Old suitcases, wooden boxes, letters, coffeepots and personal notebooks — many of the artifacts presented in several display cases tell a part of their former owners’ history. Often it is a history of suffering, of personal struggles, of escape from suppression — but also sometimes of a courageous pursuit of happiness.
The exhibition, spread over two floors, shows how people prepared themselves for their emigration. It describes their departure, their journey across the ocean, their arrival and the start of their new lives in America.
"Economical, political, religious but also private reasons led many to the decision to take the pains of a new start in a foreign country," says Helmut Schmahl, who provided several of the artifacts and works for the department of history at Johann Gutenberg University in Mainz. According to Schmahl, there are more than 500 exhibits in the museum. Some are provided by the Institut für pfälzische Geschichte und Volkskunde in Kaiserslautern.

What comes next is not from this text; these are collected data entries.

PR #5532, opened 2021-11-08
fix(dev): New approach on get secrets

sindrig:
This closes island-is/infrastructure#933


infra/src/cli/render-secrets.ts
```diff
@@ -0,0 +1,80 @@
...
+  services.forEach((svc) => {
+    Object.entries(svc).forEach(([serviceName, config]) => {
+      if (serviceName == service) {
+        Object.entries(config.secrets).forEach(([envName, ssmName]) => {
+          secretMap[ssmName] = envName
+        })
+      }
+    })
+  })
+  // There seem to be only 1 parameter that's labeled as dev?
```
sindrig, line 32: @darrikonn I seem to remember you had something to do about this script at some point. Any idea why there is only 1 parameter labeled as dev now? Can we/should we simply drop that requirement?

darrikonn: Yeah you're right. I wrote at least the first version of it.

There should be definitely more than 1 secret in dev labeled as dev.
Only 1 version had the label though. Might be that is what you're referring to?

sindrig: I'm mixing tags and labels :facepalm: 
Reworking this....

sindrig: Fixed now

infra/src/cli/render-secrets.ts
```diff
@@ -2,79 +2,59 @@ import { generateYamlForEnv } from '../dsl/serialize-to-yaml'
...
-      throw new Error('params.Parameters aws undefined?')
-    }
-    return
-  }
 }
 
-const getAllDevParamsNames = async (): Promise<string[]> => {
-  const client = new ResourceGroupsTaggingAPI(API_INITIALIZATION_OPTIONS)
-  const names = []
+const getAllDevParams = async (): Promise<{ [name: string]: string }> => {
```
darrikonn, line 38: Aren't there multiple environment variables that have the same name but for different projects (where the value might differ)?

sindrig: This will return a map of `ssm-parameter-name: ssm-parameter-value`. SSM parameter names are unique.

darrikonn: Yeah but then get-secrets will strip the environment variable name and load it using dotenv so they'll override each other if the final part of the aws param store variable matches.

sindrig: Final part? What do you mean?

Let's say service A wants to map `/k8s/serviceA/SOME_VAR` to the environment variable `SOME_VAR` and you run `get-secrets serviceA`.

- serviceB wants to map `/k8s/serviceB/SOME_VAR` to the environment variable `NOT_SOME_VAR`. That won't override `SOME_VAR` as `NOT_SOME_VAR != SOME_VAR`
- serviceC wants to map `/k8s/serviceC/NOT_SOME_VAR` to the environment variable `SOME_VAR`. That WILL override `SOME_VAR` in `.env.secrets`, but that's exactly how the script behaved before so I'm not addressing that.

darrikonn: Ahh sorry... I somehow assumed that you removed the service argument and you're just fetching every single environment variable, regardless of service.

darrikonn (approved):

PR #5539, opened 2021-11-09
feat(judicial-system): Display court case number in active case requests

telmag92:
# Display court case number in active case requests
https://app.asana.com/0/1199153462262248/1201289046861268/f

## What

Display court case number in active requests only if active case has assigned court case number

## Why

If a case has an assigned court case number that becomes the main reference number rather than the police number. 

## Screenshots / Gifs
Screenshot 2021-11-09 at 11 52 22

## Checklist:


apps/judicial-system/web/src/routes/Shared/Requests/ActiveRequests.tsx
```diff
@@ -165,12 +165,23 @@ const ActiveRequests: React.FC<Props> = (props) => {
               user?.role && onRowClick(c.id)
             }}
           >
-            <td className={styles.td}>
-              <Text as="span">{c.policeCaseNumber || '-'}</Text>
-            </td>
+            {c.courtCaseNumber ? (
```
oddsson, line 168: Both the if and the else use 

`<td className={styles.td}>`

so I think it would be better to place the if/else statement inside the <td> tag.

oddsson (changes requested):
I think there is a small issue with where the if/else statement is placed.

oddsson (approved):
Good job 🙌

PR #5548, opened 2021-11-09
fix(application-template-api-modules): pass type into makeGraphqlQuery

arnorhs:
Allowing types to be passed into the graphql query in the shared api service in the application system.

Allows us to skip a bunch of optimistic typecasts and duplicate code.

Unmodified code should work the same as before.

## Checklist:


alexandradilja (approved):
lgtm

eirikurn (approved):
LGTM

PR #5558, opened 2021-11-10
fix(infra-nest-server): Fix SwaggerUI redirect loop

saevarma:
## What

Fixing path matching for SwaggerUI path.

## Why

Previous usage of `.baseUrl` strips away the trailing slash, so the match is always true, causing the too many redirects loop.

## Screenshots / Gifs

## Checklist:


eirikurn (approved):

sindrig (approved):
LGTM

PR #5565, opened 2021-11-10
chore(judicial-system): Remove pdf from court ready email to prosecutor

telmag92:
# Remove pdf from court ready email to prosecutor

https://app.asana.com/0/1199153462262248/1201312869487925/f

## What

* Remove pdf from court ready email to prosecutor
* Add more descriptive text to email body
* Add all strings to contentful

## Why

Security exposure

## Screenshots / Gifs
Before:
Screenshot 2021-11-10 at 11 36 41
After:
Screenshot 2021-11-10 at 11 44 13

## Checklist:


apps/judicial-system/backend/src/app/messages/requestPdf.ts
```diff
@@ -1,27 +1,6 @@
 import { defineMessage, defineMessages } from '@formatjs/intl'
 
 export const restrictionRequest = {
-  caseType: defineMessages({
```
gudjong, line 4: Isn't it dangerous to delete these strings in this PR? What happens when the changes are pushed to CF? Will that break prod until a new release is deployed?

I don't have the answer to this question. If deleting the strings poses a problem, then you may consider creating a new cleanup task that can be worked on after this PR is on prod.

gudjong (changes requested):
Nice, just some questions and considerations.

apps/judicial-system/backend/src/app/messages/requestPdf.ts
telmag92: Yes you are right and good point, I will do a separate task for removing these strings.

gudjong (approved):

Even though the exhibition focuses on Germans, it is still a great chance for Americans to get in touch with the history of their forefathers. Dr. Jens Stöcker of the museum said, "If there is a request, we will certainly be able to offer some guided tours in English."
But the Theodor-Zink Museum offers more. Since it is a museum of local history, visitors also can see a permanent exhibit that deals with the history of the city of Kaiserslautern and the region. It illustrates the area’s most important events and epochs, from the first traces of settlers to the present.
In chronological order, the exhibition shows visitors how Kaiserslautern and the region developed. They will see how the city walls of Kaiserslautern were built and how the Reformation and the so-called Bauernkrieg, a 16th-century rebellion by common people against feudal landlords, changed the history of the region.
The museum was created by educator Theodor Zink, who collected a large variety of local artifacts for many decades. In October 1934, the first local-history museum in Kaiserslautern opened, but it closed during World War II because of air attacks. Its artifacts were taken to a secure place in Bavaria.
After the war was over, some of the inhabitants of Kaiserslautern came together to open the city’s museum anew. After all of the artifacts were brought back, the museum opened in 1978.
Directions: Exit Autobahn 6 at Kaiserslautern-Centrum and follow Route L395 through the city. The best parking is at a city center parking lot since the museum is located in the pedestrian area (Fussgängerzone) at Steinstraße 48.
Times: The museum is open 9 a.m. to 5 p.m. Tuesday to Friday and 10 a.m. to 6 p.m. Saturdays and Sundays. It is closed Mondays.
Costs: The permanent exhibition is free. The cost for "Departure to America" is 3 euros for adults and 2 euros for students with a student identification card. A guided tour with a maximum of 20 people costs an additional 40 euros. The price for guided tours outside the regular hours is 55 euros.
Food: The museum is right in the city center, where there are several bars and restaurants for visitors to get something to drink or eat.
Info: There is a section on Theodor-Zink Museum on the city of Kaiserslautern’s main Web site; access it at www.theodor-zink-museum.de. Information is in German only. The museum’s telephone number is 0631-365-2327. Parts of the museum can also be rented for private activities as long as they do not interfere with the operation of the museum.